§ PROBLEM STATEMENT: One number is the full answer: how many lines in the records contain the word "handles"?

[Source data]

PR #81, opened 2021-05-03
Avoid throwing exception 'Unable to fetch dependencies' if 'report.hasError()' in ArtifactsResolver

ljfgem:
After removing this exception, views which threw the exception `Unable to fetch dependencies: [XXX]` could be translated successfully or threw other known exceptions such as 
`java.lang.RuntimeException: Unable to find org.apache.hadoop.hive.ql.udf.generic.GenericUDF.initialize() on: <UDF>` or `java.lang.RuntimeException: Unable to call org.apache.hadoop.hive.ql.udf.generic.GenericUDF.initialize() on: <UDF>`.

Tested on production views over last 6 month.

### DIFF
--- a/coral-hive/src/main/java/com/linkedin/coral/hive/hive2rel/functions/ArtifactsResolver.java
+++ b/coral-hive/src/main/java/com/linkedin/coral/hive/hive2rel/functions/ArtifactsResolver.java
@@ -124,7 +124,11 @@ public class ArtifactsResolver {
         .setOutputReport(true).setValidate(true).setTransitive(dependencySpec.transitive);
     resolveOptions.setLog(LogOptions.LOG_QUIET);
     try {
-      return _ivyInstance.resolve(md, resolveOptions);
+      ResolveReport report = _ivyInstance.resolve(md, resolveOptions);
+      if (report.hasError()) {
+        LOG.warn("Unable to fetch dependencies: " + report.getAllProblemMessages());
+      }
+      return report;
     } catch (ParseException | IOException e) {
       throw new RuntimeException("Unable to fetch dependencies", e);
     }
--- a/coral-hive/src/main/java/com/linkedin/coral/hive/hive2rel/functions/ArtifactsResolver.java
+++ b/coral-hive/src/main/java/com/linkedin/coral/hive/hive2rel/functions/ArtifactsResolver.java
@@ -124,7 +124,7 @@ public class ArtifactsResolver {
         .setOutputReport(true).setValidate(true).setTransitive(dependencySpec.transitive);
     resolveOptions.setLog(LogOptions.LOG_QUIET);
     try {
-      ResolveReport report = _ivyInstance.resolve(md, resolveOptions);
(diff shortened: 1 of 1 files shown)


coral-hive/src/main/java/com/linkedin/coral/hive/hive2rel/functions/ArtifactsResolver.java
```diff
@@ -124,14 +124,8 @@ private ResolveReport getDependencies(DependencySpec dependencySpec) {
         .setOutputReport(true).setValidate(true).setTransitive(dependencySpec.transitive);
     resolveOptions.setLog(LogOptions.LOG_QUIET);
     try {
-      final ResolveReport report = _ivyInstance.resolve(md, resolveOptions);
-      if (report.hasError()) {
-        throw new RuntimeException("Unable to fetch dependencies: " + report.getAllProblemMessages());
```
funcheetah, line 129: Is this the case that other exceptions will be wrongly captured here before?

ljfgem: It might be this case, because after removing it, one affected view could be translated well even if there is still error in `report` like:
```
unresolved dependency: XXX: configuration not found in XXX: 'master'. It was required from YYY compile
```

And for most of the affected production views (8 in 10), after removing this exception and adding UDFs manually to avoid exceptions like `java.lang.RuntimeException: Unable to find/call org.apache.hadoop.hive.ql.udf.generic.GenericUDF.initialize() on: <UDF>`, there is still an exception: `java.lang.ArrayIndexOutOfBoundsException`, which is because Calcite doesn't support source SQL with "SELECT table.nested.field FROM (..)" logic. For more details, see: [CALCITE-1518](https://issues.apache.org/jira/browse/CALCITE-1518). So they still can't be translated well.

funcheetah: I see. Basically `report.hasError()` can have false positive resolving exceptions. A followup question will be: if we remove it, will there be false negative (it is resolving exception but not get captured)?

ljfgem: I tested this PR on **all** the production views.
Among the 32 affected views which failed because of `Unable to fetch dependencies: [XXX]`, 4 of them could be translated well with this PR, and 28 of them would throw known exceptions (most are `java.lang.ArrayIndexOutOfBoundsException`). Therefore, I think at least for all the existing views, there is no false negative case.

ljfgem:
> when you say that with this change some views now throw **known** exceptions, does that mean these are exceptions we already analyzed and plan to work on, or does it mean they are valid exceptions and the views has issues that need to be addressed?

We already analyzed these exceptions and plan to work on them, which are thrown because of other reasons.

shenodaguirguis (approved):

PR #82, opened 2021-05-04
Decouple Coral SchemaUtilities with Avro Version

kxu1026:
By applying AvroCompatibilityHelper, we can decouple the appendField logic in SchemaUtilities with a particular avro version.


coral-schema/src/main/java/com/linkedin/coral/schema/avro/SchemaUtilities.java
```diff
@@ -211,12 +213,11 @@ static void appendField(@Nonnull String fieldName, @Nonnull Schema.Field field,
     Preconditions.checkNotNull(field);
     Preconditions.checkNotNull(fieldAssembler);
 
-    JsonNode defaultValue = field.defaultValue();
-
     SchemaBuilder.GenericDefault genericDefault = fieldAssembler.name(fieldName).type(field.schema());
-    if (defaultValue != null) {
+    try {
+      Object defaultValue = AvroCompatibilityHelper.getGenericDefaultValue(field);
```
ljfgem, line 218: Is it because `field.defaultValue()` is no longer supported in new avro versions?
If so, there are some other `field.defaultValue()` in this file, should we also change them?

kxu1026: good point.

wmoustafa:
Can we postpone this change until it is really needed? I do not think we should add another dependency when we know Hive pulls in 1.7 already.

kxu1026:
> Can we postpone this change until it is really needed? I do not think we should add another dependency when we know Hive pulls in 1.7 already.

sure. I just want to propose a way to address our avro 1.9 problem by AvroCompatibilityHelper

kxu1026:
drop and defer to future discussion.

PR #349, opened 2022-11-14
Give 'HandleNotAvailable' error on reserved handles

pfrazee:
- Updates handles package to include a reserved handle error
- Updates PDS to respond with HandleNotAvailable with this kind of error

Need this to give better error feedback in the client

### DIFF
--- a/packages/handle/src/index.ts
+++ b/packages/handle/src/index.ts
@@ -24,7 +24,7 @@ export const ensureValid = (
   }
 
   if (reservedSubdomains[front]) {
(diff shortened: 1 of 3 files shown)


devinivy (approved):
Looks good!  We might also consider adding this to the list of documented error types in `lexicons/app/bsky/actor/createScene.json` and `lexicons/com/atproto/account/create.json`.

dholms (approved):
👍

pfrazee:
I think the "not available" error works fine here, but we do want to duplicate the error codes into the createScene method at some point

§ ANSWER TO THIS EXERCISE: 2